Task to carry out: Write out each line of the entries below that holds the word "approved".

Information supplied:
※
PR #730, opened 2026-05-13
Transition to `uv sync`

liopeer:
## What has changed and why?
- this change is supposed to do away with the requirement for manual venv handling
- as soon as this is approved, I will do 2 things:
  - make a PR to the local CI workflows
  - as soon as the local CI workflows PR is approved I will here change the checks to be fulfileld for merging and then merge both PRs

## How has it been tested?
- tried all different install commands locally

- [ ] Yes

- [ ] Yes


.pre-commit-config.yaml
```diff
@@ -10,6 +10,7 @@ repos:
     - id: check-added-large-files
       description: "Avoid committing large files."
       args: ["--maxkb=2000", "--enforce-all"]
+      exclude: ^uv\.lock$
```
liopeer, line 13: `uv.lock` is 24MB large

Makefile
```diff
@@ -244,40 +244,33 @@ endif
 # 
 # This problem is fixed in pywinpty>2.0.14 but these versions are not compatible with
 # Python 3.8.
-#
+
+comma := ,
+to_uv_extras = --extra $(subst $(comma), --extra ,$(subst ],,$(subst [,,$(1))))
```
liopeer: A formula to translate the pip dependencies in the format `[dev,mflow,...]` to `uv sync --extra dev --extra mlflow --extra ...`.

Makefile
```diff
@@ -244,40 +244,33 @@ endif
...
+
 # SuperGradients is excluded as it is outdated and causes issues in CI.
-EXTRAS_PY38 := [dev,dicom,mlflow,onnx,tensorboard,timm,ultralytics,wandb]
+EXTRAS_PY38 := [dicom,mlflow,onnx,tensorboard,timm,ultralytics,wandb]
```
liopeer, line 257: `dev` is removed, because it's not an extra anymore, instead it's now a group. This means that we don't distribute the `dev` extra via PyPI anymore, which imo is desirable, no one wants to be able to install `pip install lightly-train[dev]`.

Makefile
```diff
@@ -244,40 +244,33 @@ endif
...
 # default development dependencies.
 
 # SuperGradients is excluded as it is not compatible with Python>=3.10.
-EXTRAS_DEV := [dev,dicom,mlflow,notebook,onnx,onnxruntime,onnxslim,rfdetr,tensorboard,timm,ultralytics,wandb]
+EXTRAS_DEV := [dicom,mlflow,notebook,onnx,onnxruntime,onnxslim,rfdetr,tensorboard,timm,ultralytics,wandb]
 
 # Exclude ultralytics from docker extras as it has an AGPL license and we should not
 # distribute it with the docker image.
-DOCKER_EXTRAS := --extra mlflow --extra tensorboard --extra timm --extra wandb --extra rfdetr
+DOCKER_EXTRAS := [mlflow,tensorboard,timm,wandb,rfdetr]
```
liopeer, line 267: Idk why this was already like this.

pyproject.toml
```diff
@@ -48,13 +48,14 @@ dependencies = [
...
+    "numpy>1.23.0; python_version>='3.12'",  # numpy<=1.23 fails to build on Python>3.12 (no distutils).
 ]
 
-[project.optional-dependencies]
+[dependency-groups]
 dev = [
     "licenseheaders>=0.8.8",
     "mdformat>=0.7.21; python_version>='3.9'",  # Older versions change formatting behavior
-    "mdformat-myst>=0.3.0; python_version>='3.9'", # MyST support for mdformat
+    "mdformat-myst>=0.3.0; python_version>='3.10'", # MyST support for mdformat
```
liopeer, line 58: Was apparently wrong, and only supported for Python>=3.10.

pyproject.toml
```diff
@@ -77,24 +78,46 @@ dev = [
     "sphinxcontrib-googleanalytics>=0.4",
     "sphinx>=7.1",              # Allow old sphinx version for Python 3.8 compatibility
 ]
+
+# Pinned versions for Torch and TorchVision to avoid issues with the CUDA/driver version
```
liopeer, line 87: These are really just for development and have 0 influence on how the package can be installed from PyPI.

pyproject.toml
```diff
@@ -111,9 +134,11 @@ xformers = [
 ]
 onnx = [
     "onnx>=1.15.0",
+    "onnx>=1.18.0; python_version>='3.9'",  # onnx 1.18+ requires Python 3.9+
```
simonschoelly, line 142: I wonder if we should not just group `onnx`, `onnxslim` and `onnxruntime` together - or at least `onnx` and `onnxruntime`.

One could just use `onnx` to export - but as soon as the slim option is used, `onnxslim` comes into play and as soon as verification is used, `onnxruntime` is used.

liopeer: Fair point. I think we could indeed do that. I don't really see a reason not to group them tbh.

pyproject.toml
```diff
@@ -197,8 +222,40 @@ convention = "google"
 [tool.uv]
 override-dependencies = [
   "sphinx>=7.1",              # Override dependency from SuperGradients on sphinx<=4.1
+  "onnx>=1.15.0",             # Override dependency from SuperGradients on onnx==1.15.0
```
liopeer: This seems outdated.

liopeer: Done

pyproject.toml
liopeer: I left it for now. The diff was already big enough.

src/lightly_train/_models/rfdetr/rfdetr_package.py
```diff
@@ -29,19 +29,40 @@ class RFDETR:  # type: ignore[no-redef]
...
+    Raises ImportError if rfdetr is not installed.
+    Raises RuntimeError if rfdetr is installed but the registry constant is missing
+    (indicates an incompatible rfdetr version).
+    """
+    import rfdetr.main as rfdetr_main
+
+    # rfdetr renamed HOSTED_MODELS to OPEN_SOURCE_MODELS in v1.x
+    registry: dict[str, str] | None = getattr(
+        rfdetr_main, "OPEN_SOURCE_MODELS", None
+    ) or getattr(rfdetr_main, "HOSTED_MODELS", None)
```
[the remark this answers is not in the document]
liopeer: Yeah, no. We can leave that.

Makefile
```diff
@@ -246,78 +251,44 @@ endif
...
+EXTRAS_PY313 := [dicom,mlflow,notebook,onnx,onnxruntime,onnxslim,rfdetr,tensorboard,timm,ultralytics,wandb]
 
 # SuperGradients is excluded as it is not compatible with Python>=3.10.
-EXTRAS_DEV := [dev,dicom,mlflow,notebook,onnx,onnxruntime,onnxslim,rfdetr,tensorboard,timm,ultralytics,wandb]
+EXTRAS_DEV := [dicom,mlflow,notebook,onnx,onnxruntime,onnxslim,rfdetr,tensorboard,timm,ultralytics,wandb]
 
 # Exclude ultralytics from docker extras as it has an AGPL license and we should not
 # distribute it with the docker image.
-DOCKER_EXTRAS := --extra mlflow --extra tensorboard --extra timm --extra wandb --extra rfdetr
+DOCKER_EXTRAS := [mlflow,tensorboard,timm,wandb,rfdetr]
```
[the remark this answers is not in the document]
liopeer: Valid point. Will address.

Makefile
```diff
@@ -327,61 +298,65 @@ install-dev:
...
 # version available at EXCLUDE_NEWER_DATE.
 #
 # See install-pinned-3.8 for more information.
 .PHONY: install-pinned-3.13
 install-pinned-3.13:
-	uv pip install --exclude-newer ${EXCLUDE_NEWER_DATE} --reinstall ${EDITABLE} ".${EXTRAS_PY313}" --requirement pyproject.toml \
-		${PINNED_TORCH_VERSION_PY313} ${PINNED_TORCHVISION_VERSION_PY313}
+	uv sync --frozen --python=${MAXIMAL_PYTHON_VERSION} \
+		--exclude-newer ${EXCLUDE_NEWER_DATE} ${NO_EDITABLE} --group dev \
+		--group pinned-torch-maximal $(call to_uv_extras,$(EXTRAS_PY313))
```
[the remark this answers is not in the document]
liopeer: `--upgrade-group` sounds amazing, will check if that's a thing.

Makefile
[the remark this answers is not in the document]
liopeer: Done.

Makefile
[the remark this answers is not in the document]
liopeer: Done.

simonschoelly:
Probably not a big concern, but I tried a completely new installation, and by default it does not pick up the lockfile
```bash
 simon@simontower  ~/lighlty/lightly-train   lionel-dependency-locking  uv sync
Using CPython 3.13.1
Creating virtual environment at: .venv
Resolving despite existing lockfile due to removal of global exclude newer
```

src/lightly_train/_models/rfdetr/rfdetr_package.py
```diff
@@ -29,19 +29,40 @@ class RFDETR:  # type: ignore[no-redef]
...
+    if registry is None:
+        raise RuntimeError(
+            "rfdetr is installed but neither 'OPEN_SOURCE_MODELS' nor 'HOSTED_MODELS' "
+            "was found in rfdetr.main. The installed rfdetr version may be incompatible."
```
simonschoelly, line 48: Could we tell the user what rfdetr version they need to install? And could we not enforce the rfdetr version in pyproject.toml?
※
Your solution:
- as soon as this is approved, I will do 2 things:
  - as soon as the local CI workflows PR is approved I will here change the checks to be fulfileld for merging and then merge both PRs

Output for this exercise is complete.